WHAT THE TASK REQUIRES:
Restrict the output to the lines below starting at the one that contains "TODO: Verifying if" and ending at the one that contains "apt-get install -y", and restate them word for word, both ends included.

==== RECORDS FOR THE TASK

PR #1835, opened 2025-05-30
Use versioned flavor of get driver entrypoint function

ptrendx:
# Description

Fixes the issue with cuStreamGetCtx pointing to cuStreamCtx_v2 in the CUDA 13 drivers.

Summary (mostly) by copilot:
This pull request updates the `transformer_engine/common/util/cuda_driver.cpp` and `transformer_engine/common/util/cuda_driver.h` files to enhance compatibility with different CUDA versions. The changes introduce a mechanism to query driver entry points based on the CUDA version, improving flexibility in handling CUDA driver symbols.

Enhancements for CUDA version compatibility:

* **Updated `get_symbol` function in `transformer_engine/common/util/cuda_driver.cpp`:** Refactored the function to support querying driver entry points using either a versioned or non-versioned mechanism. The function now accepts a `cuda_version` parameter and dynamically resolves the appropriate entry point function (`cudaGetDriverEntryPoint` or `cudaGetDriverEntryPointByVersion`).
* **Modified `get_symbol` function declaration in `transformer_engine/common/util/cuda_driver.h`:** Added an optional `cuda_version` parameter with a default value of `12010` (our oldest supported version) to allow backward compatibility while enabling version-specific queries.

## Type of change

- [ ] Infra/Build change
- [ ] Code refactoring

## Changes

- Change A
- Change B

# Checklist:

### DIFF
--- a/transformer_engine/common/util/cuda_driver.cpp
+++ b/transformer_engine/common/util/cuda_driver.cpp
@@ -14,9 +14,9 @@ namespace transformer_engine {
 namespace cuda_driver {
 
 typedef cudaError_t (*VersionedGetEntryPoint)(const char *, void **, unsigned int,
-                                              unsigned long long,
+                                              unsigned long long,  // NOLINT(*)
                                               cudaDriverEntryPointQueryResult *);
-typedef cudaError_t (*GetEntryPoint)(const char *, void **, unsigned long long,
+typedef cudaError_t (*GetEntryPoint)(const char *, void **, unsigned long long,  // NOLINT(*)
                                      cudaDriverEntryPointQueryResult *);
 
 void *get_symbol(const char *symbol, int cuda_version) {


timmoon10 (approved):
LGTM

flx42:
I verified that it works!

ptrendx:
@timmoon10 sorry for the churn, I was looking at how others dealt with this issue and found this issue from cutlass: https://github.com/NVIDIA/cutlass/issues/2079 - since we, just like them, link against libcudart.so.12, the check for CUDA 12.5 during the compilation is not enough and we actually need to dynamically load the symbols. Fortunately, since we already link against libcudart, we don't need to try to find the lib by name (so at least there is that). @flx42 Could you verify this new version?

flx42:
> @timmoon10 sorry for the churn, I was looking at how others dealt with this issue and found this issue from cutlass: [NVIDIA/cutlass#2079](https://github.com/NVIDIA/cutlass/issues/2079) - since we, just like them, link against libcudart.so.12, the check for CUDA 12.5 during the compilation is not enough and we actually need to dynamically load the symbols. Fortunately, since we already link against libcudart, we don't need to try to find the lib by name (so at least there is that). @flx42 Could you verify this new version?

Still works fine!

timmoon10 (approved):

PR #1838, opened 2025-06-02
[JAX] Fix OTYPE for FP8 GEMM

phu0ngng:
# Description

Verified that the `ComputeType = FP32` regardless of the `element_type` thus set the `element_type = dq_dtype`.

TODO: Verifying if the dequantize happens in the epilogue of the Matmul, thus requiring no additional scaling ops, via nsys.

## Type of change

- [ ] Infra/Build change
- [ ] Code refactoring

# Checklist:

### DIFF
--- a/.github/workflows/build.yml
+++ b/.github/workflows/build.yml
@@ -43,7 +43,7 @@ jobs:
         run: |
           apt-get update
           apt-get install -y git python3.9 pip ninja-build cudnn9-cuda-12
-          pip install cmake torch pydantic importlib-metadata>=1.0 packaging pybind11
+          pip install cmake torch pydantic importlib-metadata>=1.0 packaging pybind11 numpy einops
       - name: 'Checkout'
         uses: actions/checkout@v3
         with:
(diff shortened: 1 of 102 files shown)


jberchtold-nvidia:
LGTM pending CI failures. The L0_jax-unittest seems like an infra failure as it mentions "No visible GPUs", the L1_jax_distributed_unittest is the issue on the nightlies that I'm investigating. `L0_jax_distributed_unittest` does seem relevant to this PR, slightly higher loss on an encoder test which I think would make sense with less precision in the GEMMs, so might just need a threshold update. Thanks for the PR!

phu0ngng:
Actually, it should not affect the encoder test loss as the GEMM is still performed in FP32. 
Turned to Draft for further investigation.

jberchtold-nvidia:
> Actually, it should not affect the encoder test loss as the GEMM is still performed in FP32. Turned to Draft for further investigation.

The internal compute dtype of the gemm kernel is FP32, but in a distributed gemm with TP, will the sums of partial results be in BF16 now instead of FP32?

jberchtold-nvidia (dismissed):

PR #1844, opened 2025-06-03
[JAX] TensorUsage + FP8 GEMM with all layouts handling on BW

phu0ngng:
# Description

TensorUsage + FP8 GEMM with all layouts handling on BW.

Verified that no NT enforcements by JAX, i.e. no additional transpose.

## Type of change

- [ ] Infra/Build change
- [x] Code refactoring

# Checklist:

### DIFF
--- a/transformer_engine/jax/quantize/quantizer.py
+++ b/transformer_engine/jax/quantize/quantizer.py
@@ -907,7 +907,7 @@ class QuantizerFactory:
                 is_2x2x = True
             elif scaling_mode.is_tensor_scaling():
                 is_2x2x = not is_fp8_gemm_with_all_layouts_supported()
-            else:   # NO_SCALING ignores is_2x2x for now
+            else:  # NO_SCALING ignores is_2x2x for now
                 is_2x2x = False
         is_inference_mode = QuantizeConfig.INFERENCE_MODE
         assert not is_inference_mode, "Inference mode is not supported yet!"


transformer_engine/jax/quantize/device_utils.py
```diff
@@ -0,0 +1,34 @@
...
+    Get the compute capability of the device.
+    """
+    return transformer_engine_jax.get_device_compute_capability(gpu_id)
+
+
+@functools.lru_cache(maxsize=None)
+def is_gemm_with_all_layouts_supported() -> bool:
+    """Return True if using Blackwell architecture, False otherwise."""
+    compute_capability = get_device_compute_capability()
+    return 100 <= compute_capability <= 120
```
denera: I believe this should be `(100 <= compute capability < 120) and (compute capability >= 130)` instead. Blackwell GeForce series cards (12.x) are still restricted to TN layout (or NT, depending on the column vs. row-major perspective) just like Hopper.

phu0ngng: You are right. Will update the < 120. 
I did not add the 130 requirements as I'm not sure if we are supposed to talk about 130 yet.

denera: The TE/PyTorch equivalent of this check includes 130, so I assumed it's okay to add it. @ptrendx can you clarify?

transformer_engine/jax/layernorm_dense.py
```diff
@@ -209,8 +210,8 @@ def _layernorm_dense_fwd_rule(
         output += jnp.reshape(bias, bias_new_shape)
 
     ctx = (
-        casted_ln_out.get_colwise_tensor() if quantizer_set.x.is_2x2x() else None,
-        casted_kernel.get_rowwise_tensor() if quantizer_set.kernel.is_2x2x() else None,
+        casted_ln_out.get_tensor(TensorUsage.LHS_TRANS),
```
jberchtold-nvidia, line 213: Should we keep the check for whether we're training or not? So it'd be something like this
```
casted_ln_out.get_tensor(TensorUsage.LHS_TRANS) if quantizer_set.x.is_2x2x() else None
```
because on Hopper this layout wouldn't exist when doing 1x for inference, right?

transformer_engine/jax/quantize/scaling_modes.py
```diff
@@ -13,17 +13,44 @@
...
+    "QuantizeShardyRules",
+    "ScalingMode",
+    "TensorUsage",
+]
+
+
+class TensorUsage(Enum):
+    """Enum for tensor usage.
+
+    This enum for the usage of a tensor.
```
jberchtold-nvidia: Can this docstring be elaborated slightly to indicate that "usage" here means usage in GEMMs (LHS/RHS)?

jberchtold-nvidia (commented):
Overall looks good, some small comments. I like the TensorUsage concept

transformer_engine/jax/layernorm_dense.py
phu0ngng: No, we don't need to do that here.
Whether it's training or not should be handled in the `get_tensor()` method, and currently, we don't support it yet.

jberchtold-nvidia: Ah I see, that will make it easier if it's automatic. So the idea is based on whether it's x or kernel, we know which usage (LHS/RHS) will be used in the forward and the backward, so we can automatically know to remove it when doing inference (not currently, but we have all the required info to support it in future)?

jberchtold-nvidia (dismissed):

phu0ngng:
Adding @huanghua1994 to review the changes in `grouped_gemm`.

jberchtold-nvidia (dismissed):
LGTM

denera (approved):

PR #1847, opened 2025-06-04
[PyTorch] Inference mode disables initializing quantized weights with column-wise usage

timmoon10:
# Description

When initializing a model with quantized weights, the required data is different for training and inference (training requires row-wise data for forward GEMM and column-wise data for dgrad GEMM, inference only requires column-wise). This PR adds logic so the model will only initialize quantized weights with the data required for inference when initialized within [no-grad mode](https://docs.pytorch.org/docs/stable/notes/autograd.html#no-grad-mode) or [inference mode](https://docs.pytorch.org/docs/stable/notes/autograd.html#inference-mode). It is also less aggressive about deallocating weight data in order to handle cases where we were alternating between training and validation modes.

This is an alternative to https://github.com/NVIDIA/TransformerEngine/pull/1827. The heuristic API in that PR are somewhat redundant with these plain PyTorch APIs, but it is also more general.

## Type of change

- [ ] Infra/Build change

========

COMPLETED TASK:
TODO: Verifying if the dequantize happens in the epilogue of the Matmul, thus requiring no additional scaling ops, via nsys.

## Type of change

- [ ] Infra/Build change
- [ ] Code refactoring

# Checklist:

### DIFF
--- a/.github/workflows/build.yml
+++ b/.github/workflows/build.yml
@@ -43,7 +43,7 @@ jobs:
         run: |
           apt-get update
           apt-get install -y git python3.9 pip ninja-build cudnn9-cuda-12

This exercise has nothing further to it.